Since the 1979 Revolution, the legal code has been based on Islamic law. Despite allowing sex reassignment surgery, homosexuality in Iran remains a crime punishable by death.

The charges of same-sex sexual activity have in a few occasions been used in political crimes. Other charges had been paired with the sodomy crime, such as rape or acts against the state, and convictions are obtained in grossly flawed trials. On March 14, 1994, famous dissident writer Ali Akbar Saidi Sirjani was charged with offenses ranging from drug dealing to espionage to homosexual activity. He died in prison under disputed circumstances.

Male same-sex sexual activity

Article 233 of the 2013 version of the Islamic Penal Code of Iran defines sodomy (lavāt) as the "penetration of genital organ up to foreskin of a man into anus of a male human". Under article 234, the receptive partner receives the death penalty; the insertive partner receives the death penalty if they used force or coercion, are married, or if they are non-Muslim and the receptive partner is Muslim; otherwise, the penalty for the insertive partner is one hundred lashes. Article 235 punishes intercrural sex between men with one hundred lashes; a man placing his penis between a man's buttocks without inserting it into the rectum is also classified under article 235. However, under article 235, if the active partner is non-Muslim and the passive partner is non-Muslim, the penalty is execution. Article 237 criminalises all other physically intimate acts between men, with a punishment of between thirty-one and seventy-four lashes, chosen by judicial discretion. Under article 114, if the offender repents of a capital crime prior to conviction, and the judge considers the repentance to be genuine, then the penalty may be reduced to flogging, imprisonment, or even a reprimand; if the offender repents after conviction, the judge may submit a request to the Supreme Leader for the offender to be pardoned.

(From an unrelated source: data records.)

PR #72, opened 2018-01-24
Android support

### LINKED ISSUE #44: The API method for using this SDK in android has an exception
java.lang.NoSuchFieldError: No static field INSTANCE of type Lorg/apache/http/conn/ssl/AllowAllHostnameVerifier; in class Lorg/apache/http/conn/ssl/AllowAllHostnameVerifier; or its superclasses (declaration of 'org.apache.http.conn.ssl.AllowAllHostnameVerifier' appears in /system/framework/framework.jar:classes2.dex)

when I wirte this：“     
    String uri = "https://horizon-testnet.stellar.org";
                    Server server=null;
                    try {
                         server = new Server(uri);
                    }catch (Throwable e){
                        e.printStackTrace();
                        System.out.println("==========异常");
                    }

”then,has an exception,

bartekn:
In PR we remove `org.apache.httpcomponents:httpclient` dependency and start using `com.squareup.okhttp3:okhttp` for all http requests. This allows using this SDK in Android.

Close #44.

android-stellar


eschgi:
Hello,

i have forked some days ago this repository and ported the library to okhttp3.

@bartekn: if you want i can make also a pull request of my implementation or we put the best things of our two implementations together. =)

eschgi:
Hello,

forgot to add the repository link: https://github.com/eschgi/java-stellar-sdk

eschgi:
Hello,

in my implementation i have made some minor api changes, for example i have made some static methods non-static and i've tried to also reduce the use of singletons.

reverbel:
Wow! Thanks for your work, @bartekn.  

I haven't looked at all the changes yet, but what I saw so far looks very good. 

The dependency on Apache HttpClient was the biggest hurdle on the way to supporting Android, and OkHttp is a great choice. However, another (much smaller) showstopper remains: the dependency on commons-codec. Methods such as encodeAsString() (from Base64) do not work on Android.

eschgi:
Hello,

Good work @bartekn! :) I have reviewed your code also and i have some suggestions. Would it be possible that a user of the library can inject his own instance of OkHttpClient and Gson. I think this would be a better design.

Here my implementation of my fork:
* https://github.com/eschgi/java-stellar-sdk/blob/master/src/main/java/org/stellar/sdk/requests/RequestBuilder.java

reverbel:
@bartekn:  A ``Response`` object returned by ``newCall`` contain a ``ResponseBody`` that must be closed. The easiest way to ensure that ``close`` will be invoked on every ``ResponseBody`` is to use "try with resources", as indicated in this page: http://square.github.io/okhttp/3.x/okhttp/okhttp3/ResponseBody.html

Have a look at the convinience method ``executeGetAndHandleResponse``, in file
https://github.com/reverbel/java-stellar-sdk/blob/okhttp/src/main/java/org/stellar/sdk/http/HttpClient.java,
and at method ``submitTransaction``, in file
https://github.com/reverbel/java-stellar-sdk/blob/okhttp/src/main/java/org/stellar/sdk/Server.java.

(Yes, I have also ported java-stellar-sdk to OkHttp...)

reverbel:
@bartekn:  try-with-resources was introduced in Java 1.7. If java-stellar-sdk needs to work with earlier versions of Java, then you will need to use ``try {...} finally {...}`` instead. 

Another thing: file https://github.com/reverbel/java-stellar-sdk/blob/okhttp/src/main/java/org/stellar/sdk/http/HttpClient.java uses a slightly better implementation of the singleton pattern. See  https://stackoverflow.com/questions/70689/what-is-an-efficient-way-to-implement-a-singleton-pattern-in-java.

bartekn:
@eschgi @reverbel wow, guys looks like you've done it before me. 😉  Too bad you didn't submit a PR but, on the bright side, we can pick best parts of each implementation. If you don't mind let's make this PR a main implementation that will be merged eventually.

> However, another (much smaller) showstopper remains: the dependency on commons-codec. 

You're correct, I only tested code related to HTTP requests in Android. Are aware of any other pieces of code that won't work in Android?

Unfortunately, AFAIK there is no way to test library code (like this) in Android environment other that creating a new Android project that utilizes the library. It sucks but it's what we'll have to do eventually.

> Would it be possible that a user of the library can inject his own instance of OkHttpClient and Gson.

Good point, I'll add this.

> A Response object returned by newCall contain a ResponseBody that must be closed. 

You are correct but we don't have to do it because we don't use the stream directly. In all cases we call [`string()`](http://square.github.io/okhttp/3.x/okhttp/okhttp3/ResponseBody.html#string--) method which automatically closes the `ResponseBody`.

> try-with-resources was introduced in Java 1.7. If java-stellar-sdk needs to work with earlier versions of Java, then you will need to use try {...} finally {...} instead.

I think we don't use this statement anywhere in the SDK. Does any of our dependencies use it? If so and there's no alternative that works in both Android and Java application then we'll probably have to drop Java <1.7 support.

> Another thing: file https://github.com/reverbel/java-stellar-sdk/blob/okhttp/src/main/java/org/stellar/sdk/http/HttpClient.java uses a slightly better implementation of the singleton pattern. See https://stackoverflow.com/questions/70689/what-is-an-efficient-way-to-implement-a-singleton-pattern-in-java.

I think double checked locking approach is OK but enum seems to be just simpler. I'll switch to enum, thanks!

reverbel:
> Are aware of any other pieces of code that won't work in Android?

No, I am not. I think we should be fine after dropping httpclient and codec.

> In all cases we call string() method which automatically closes the ResponseBody.

Oh, you are right. I did not noticed that.

> I think we don't use this statement anywhere in the SDK. 

Yes, I know that.

> Does any of our dependencies use it?

I don't think so. Mentioned the Java version >= 1.7 limitation just because the links in my previous comment (a couple of files of my own port of the SDK) use try-with-resources. And now I see that I didn't have to use that statement, as I also called string() in all cases.

eschgi:
> Are aware of any other pieces of code that won't work in Android?

The library uses a older version of the guava library. What i've read that there exists a special version for android that is compatible with java 7. The jre version only supports java 8 but that is a problem for android. Eventually it would be better if the dependency to the guava library could be removed. For more information follow this link: [GitHub](https://github.com/google/guava/blob/master/README.md)

```
dependencies {
  compile 'com.google.guava:guava:23.6-jre'
  // or, for Android:
  compile 'com.google.guava:guava:23.6-android'
}
```

bartekn:
If I'm not missing something, we're currently using the following classes from Guava:

* A few from com.google.gson.*
* com.google.common.base.Preconditions.checkNotNull
* com.google.common.io.BaseEncoding

and all of them work in Android.

eschgi:
Yes, that is right. I've seen also no problems with the guava version 18.0. I've only tried to update guava to the newest version without success.

Another thing:

I would add a class that could be named HttpRequestExecutor that would have following api (see below). This class should be used every time when a http call must be done. I have copied this code partially from my fork:
* https://github.com/eschgi/java-stellar-sdk/blob/master/src/main/java/org/stellar/sdk/requests/RequestBuilder.java

@bartekn: What do you think about this approach?

```
public class HttpRequestExecutor {

  private OkHttpClient httpClient;
  private Gson gson;

  public HttpRequestExecutor(OkHttpClient httpClient, Gson gson) {
    this.httpClient = httpClient;
    this.gson = gson;
  }  

  public <TResponse> TResponse get(final HttpUrl url,
                                      final Class<TResponse> classOfResponse) throws IOException {
    return request(new Request.Builder().url(url).get(), classOfResponse);
  }

  public <TResponse> TResponse get(final HttpUrl url,
                                      final Type typeOfResponse) throws IOException {
    return request(new Request.Builder().url(url).get(), typeOfResponse);
  }

  public <TResponse> TResponse request(final Request.Builder httpRequestBuilder,
                                          final Class<TResponse> classOfResponse) throws IOException {
    return request(httpRequestBuilder, classOfResponse, null);
  }

  public <TResponse> TResponse request(final Request.Builder httpRequestBuilder,
                                          final Type typeOfResponse) throws IOException {
    return request(httpRequestBuilder, null, typeOfResponse);
  }

  private <TResponse> TResponse request(final Request.Builder httpRequestBuilder,
                                        final Class<TResponse> classOfResponse,
                                        final Type typeOfResponse) throws IOException {
    okhttp3.Request httpRequest = httpRequestBuilder.build();
    okhttp3.Response httpResponse = httpClient.newCall(httpRequest).execute();
    if (httpResponse.isSuccessful()) {
      ResponseBody httpResponseBody = httpResponse.body();
      if (httpResponseBody == null) {
        throw new ClientProtocolException("Response contains no content");
      }

      String json = httpResponseBody.string();

      /*
       * "Generics on a type are typically erased at runtime, except when the type is compiled with the
       * generic parameter bound. In that case, the compiler inserts the generic type information into
       * the compiled class. In other cases, that is not possible."
       * More info: http://stackoverflow.com/a/14506181
       */
      TResponse response;
      if (typeOfResponse != null) {
        response = this.gson.fromJson(json, typeOfResponse);
      } else {
        response = this.gson.fromJson(json, classOfResponse);
      }

      if (response instanceof Response) {
        ((Response) response).setHeaders(httpResponse.headers());
      }

      return response;
    } else {
      int statusCode = httpResponse.code();

      // Too Many Requests
      if (statusCode == 429) {
        String retryAfterValue = httpResponse.header("Retry-After");
        if (retryAfterValue != null) {
          int retryAfter = Integer.parseInt(retryAfterValue);
          throw new TooManyRequestsException(retryAfter);
        } else {
          throw new TooManyRequestsException(0);
        }
      }

      String statusMessage = httpResponse.message();
      throw new HttpResponseException(statusCode, statusMessage);
    }
  }
}
```

eschgi:
Hello,

when i've ported the library to okhttp3 i wanted to add also the possibility to support asynchronous http requests. But this is actually difficult without a breaking change.

@bartekn : It would be possible to change the request builder api's as follows: 

```java
// Every request builder returns only Request objects that can be executed by the RequestExecutor
Request<Page<AccountResponse>> request = AccountsRequestBuilder().limit(10).build();

public final class Request<TResponse> {

  private Request.Builder httpRequestBuilder;
  private Class<TResponse> classOfResponse;
  private Type typeOfResponse;
  
  public Request(final Request.Builder httpRequestBuilder,
                           final Class<TResponse> classOfResponse,
                           final Type typeOfResponse) {
    this.httpRequestBuilder = httpRequestBuilder;
    this.classOfResponse = classOfResponse;
    this.typeOfResponse = typeOfResponse;
  }
  
  public Request.Builder getHttpRequestBuilder() {
    return this.httpRequestBuilder;
  }

  public Class<TResponse> getClassOfResponse() {
    return this.classOfResponse;
  }

  public Type getTypeOfResponse() {
    return this.typeOfResponse;
  }
  
}

RequestExecutor requestExecutor = new RequestExecutor(httpClient, gson);

// Execute the request synchronously
Page<AccountResponse> result =  requestExecutor.execute(request);

// Execute the request asynchronously
requestExecutor.executeAsync(request, new ResponseCallback<Page<AccountResponse>>() {
  
  @Override
  public void handleResult(Page<AccountResponse> response) {
  }

  @Override
  public void handleError(Exception e) {
  }

});
```

I could also help to implement this approach.

Kind regards
eschgi

PegasusWallet:
Nice thank you for your PR @bartekn I was going to make one this weekend to enable Android support.
In the mean time  for our App we have stripped httpcomponents:httpclient and replaced by okhttp
We didn't notice any issues SDK wise.

The only issue we had is that proguard was not happy with javax.inject. The code bellow resolves it.

 compile ('org.glassfish.jersey.core:jersey-client:2.22.1'){
        exclude module: 'javax.inject'
    }
    compile ('org.glassfish.jersey.media:jersey-media-sse:2.22.1'){
        exclude module: 'javax.inject'
    }

src/main/java/org/stellar/sdk/Server.java
```diff
@@ -115,41 +109,22 @@ public TransactionsRequestBuilder transactions() {
...
-                IOUtils.copy(responseStream, writer, StandardCharsets.UTF_8);
-                String responseString = writer.toString();
-                SubmitTransactionResponse submitTransactionResponse = GsonSingleton.getInstance().fromJson(responseString, SubmitTransactionResponse.class);
-                return submitTransactionResponse;
-            } finally {
-                responseStream.close();
-            }
+        HttpUrl transactionsURI = serverURI.newBuilder().addPathSegment("transactions").build();
+
+        RequestBody requestBody = new MultipartBody.Builder()
```
PegasusWallet: RequestBody formBody = new FormBody.Builder().add("tx", transaction.toEnvelopeXdrBase64()).build();
Should suffice

bartekn: Better, thanks!

bartekn:
> The only issue we had is that proguard was not happy with javax.inject. The code bellow resolves it.

I resolved it but adding this to `build.gradle`:
```
duplicatesStrategy DuplicatesStrategy.EXCLUDE
```

bartekn:
> when i've ported the library to okhttp3 i wanted to add also the possibility to support asynchronous http requests. But this is actually difficult without a breaking change.

Let's add it via another PR once this one is merged.

src/main/java/org/stellar/sdk/Server.java
```diff
@@ -115,41 +109,18 @@ public TransactionsRequestBuilder transactions() {
...
-                responseStream.close();
-            }
+        HttpUrl transactionsURI = serverURI.newBuilder().addPathSegment("transactions").build();
+        RequestBody requestBody = new FormBody.Builder().add("tx", transaction.toEnvelopeXdrBase64()).build();
+        Request submitTransactionRequest = new Request.Builder().url(transactionsURI).post(requestBody).build();
+        Response response = this.httpClient.newCall(submitTransactionRequest).execute();
+
+        ResponseBody responseBody = response.body();
+
+        if (responseBody == null) {
```
PegasusWallet: In that case the body is never closed and will lead to a memory leak

src/main/java/org/stellar/sdk/federation/FederationServer.java
```diff
@@ -76,39 +74,34 @@ public FederationServer(String serverUri, InternetDomainName domain) {
...
-      uriBuilder.append("/.well-known/stellar.toml");
-      stellarTomlUri = new URI(uriBuilder.toString());
-    } catch (URISyntaxException e) {
-      throw new RuntimeException(e);
+      response = httpClient.newCall(request).execute();
+    } catch (IOException e) {
+      throw new ConnectionErrorException();
+    }
+
+    if (response.code() >= 300) {
```
PegasusWallet: ResponseBody will never be closed -> memory leak

src/main/java/org/stellar/sdk/federation/FederationServer.java
```diff
@@ -76,39 +74,34 @@ public FederationServer(String serverUri, InternetDomainName domain) {
...
-
-                  StringWriter writer = new StringWriter();
-                  InputStream content = entity.getContent();
-                  IOUtils.copy(content, writer);
-                  return new Toml().read(writer.toString());
-                }
-              });
+      stellarToml = new Toml().read(responseBody.string());
     } catch (IOException e) {
       throw new ConnectionErrorException();
```
PegasusWallet: same here. really the best way to handle this is try,catch and finally.

src/main/java/org/stellar/sdk/Server.java
bartekn: You can't close `ResponseBody` which is `null`. And if it's not `null`, it's automatically closed because we're using `string()` method. This has been explained in another comment in this PR.

src/main/java/org/stellar/sdk/federation/FederationServer.java
bartekn: Check my previous comment. `response` is `Response` object, not `ResponseBody` object. And we don't have to close it because we're using `string()` method that closes it.

bartekn: Actually, you may be right. OkHttp docs are not super clear on if `Response` must be closed even if `ResponseBody` was not requested/processed.

bartekn: OK, it looks like we need to close the `Response` even if it's body is not used: https://github.com/square/okhttp/issues/2311. Will fix this, thanks for catching!

CarlosRoldanx:
Hello @bartekn !

Sorry for my low knowledge. On this PR, what I have to do to make it work on Android.

I guess me next steps are downloading these files,  implementing to the Android project, create a jar and then add it as a dependence. 

Am I right?

Thanks.

bartekn:
@CarlosRoldanx yes, you'd have to pull `android` branch from this repo and build a JAR using Graddle (`./graddlew jar`). But we're going to release a new version that will include this PR on Monday so you can wait if you don't want to do it yourself.

reverbel:
Off-topic: Now that we will have the SDK working on Android, it would be nice to be able to extract a Transaction instance from a base64-encoded XDR envelope. The lack of this ability is the remaining showstopper for a very convenient way of withdrawing funds from an off-line cold wallet:
a mobile app that scans a QR code with a transaction envelope and sends the transaction out to horizon.

@bartekn: Have you had a chance to look at PR #69?

bartekn:
@reverbel reviewed your code. Let's move the discussion there.

reverbel:
@bartekn Great, thanks.

eschgi:
Hello,

i've also reviewed the code and this is a little bit inconsistent (see code below).

```java

  public AccountsRequestBuilder(OkHttpClient httpClient, HttpUrl serverURI) {
    super(httpClient, serverURI, "accounts");
  }
  
  /**
   * Requests specific <code>uri</code> and returns {@link Page} of {@link AccountResponse}.
   * This method is helpful for getting the next set of results.
   * @return {@link Page} of {@link AccountResponse}
   * @throws TooManyRequestsException when too many requests were sent to the Horizon server.
   * @throws IOException
   */
  public static Page<AccountResponse> execute(HttpUrl uri) throws IOException, TooManyRequestsException {
    TypeToken type = new TypeToken<Page<AccountResponse>>() {};
    ResponseHandler<Page<AccountResponse>> responseHandler = new ResponseHandler<Page<AccountResponse>>(type);

    OkHttpClient client = new OkHttpClient(); // <-- here is used another instance of OkHttpClient, but it would be better if here is used the instance of the AccountsRequestBuilder class
    Request request = new Request.Builder().get().url(uri).build();
    Response response = client.newCall(request).execute();

    return responseHandler.handleResponse(response);
  }
```

The static method execute creates every time a new instance of the OkHttpClient but it would be better if the instance of the class is used.

In my opinion this should not be so and this behavior is not expected. 

Thanks

eschgi:
Hello,

i've found a compatibility problem with android sdk < 19.

```java
public MemoText(String text) {
    this.text = checkNotNull(text, "text cannot be null");

    int length = text.getBytes((StandardCharsets.UTF_8)).length;
    if (length > 28) {
      throw new MemoTooLongException("text must be <= 28 bytes. length=" + String.valueOf(length));
    }
  }
```

StandardCharsets.UTF_8 is only available on android with sdk version >= 19.

For more informations here a link:
* https://stackoverflow.com/questions/32102166/standardcharsets-utf-8-on-lower-api-lower-than-19

The fix could look like this:

```java
public MemoText(String text) {
    this.text = checkNotNull(text, "text cannot be null");

    int length = text.getBytes("UTF-8").length;
    if (length > 28) {
      throw new MemoTooLongException("text must be <= 28 bytes. length=" + String.valueOf(length));
    }
  }
```

Kind regards
eschgi

bartekn:
> The static method execute creates every time a new instance of the OkHttpClient but it would be better if the instance of the class is used.

@eschgi I think the code you're checking is outdated. Check the latest version.

> StandardCharsets.UTF_8 is only available on android with sdk version >= 19.

Thanks, fixed!

eschgi:
@bartekn: Hello, i reviewed the code again in the android branch. The AccountsRequestBuilder has still a static execute method that uses his own OkHttpClient.

bartekn:
> @bartekn: Hello, i reviewed the code again in the android branch. The AccountsRequestBuilder has still a static execute method that uses his own OkHttpClient.

You're right, my mistake. Fixed!

build.gradle
```diff
@@ -32,11 +33,10 @@ repositories {
 }
 
 dependencies {
-    compile 'commons-codec:commons-codec:1.5'
-    compile 'org.apache.httpcomponents:httpclient:4.5.3'
-    compile 'org.apache.httpcomponents:fluent-hc:4.5.3'
+    compile 'com.squareup.okhttp3:okhttp:3.9.1'
+    compile 'com.squareup.okhttp3:mockwebserver:3.9.1'
```
PegasusWallet: testCompile. Leaving it as compile makes proguard scream and my build fails

bartekn: Fixed, thanks!

CarlosRoldanx:
Hey!

So basically the new version not just is available for Android, It also comes with upgrades. Right?

bartekn:
What do you mean by upgrades?

CarlosRoldanx:
As you commented before the issue related with The AccountsRequestBuilder.

So the new Java SDK version comes with more updates than just the Android support, right?

bartekn:
Yes, you can find complete list of changes in [Releases](https://github.com/stellar/java-stellar-sdk/releases/tag/0.2.0) page or in [CHANGELOG](https://github.com/stellar/java-stellar-sdk/blob/master/CHANGELOG.md) file.

CarlosRoldanx:
Sweet! Thanks @bartekn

Female same-sex sexual activity

Under articles 238 and 239 of the 2013 Islamic Penal Code, the punishment for tribadism (female-female genital contact) is one hundred lashes. Under article 136, a woman convicted of tribadism for a fourth time receives the death penalty. The 2013 Penal Code does not contain any explicit provision criminalizing other cases of female-female sexual contact.

Capital punishment

thumb|A protester of the killing of homosexual people in Iran. Washington, DC. July 19, 2006.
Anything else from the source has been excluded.